Stored items
PR #3341, opened 2026-09-01
Enhance role-based access control by adding 'ap_developer' role with scopes

Thushani-Jayasekera:
Enhance role-based access control by adding 'ap_developer' role with scopes comprehensive API management scopes. Update documentation to reflect the new role and its permissions in the role-to-scope mapping.


platform-api/resources/role-to-scope-mapping.yaml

WORK REQUIRED>
The lines from the one with "the role-to-scope mapping." through the end of the data above are to be set down exactly, with both boundary lines included and no other lines.

ANSWER SECTION>
Enhance role-based access control by adding 'ap_developer' role with scopes comprehensive API management scopes. Update documentation to reflect the new role and its permissions in the role-to-scope mapping.


platform-api/resources/role-to-scope-mapping.yaml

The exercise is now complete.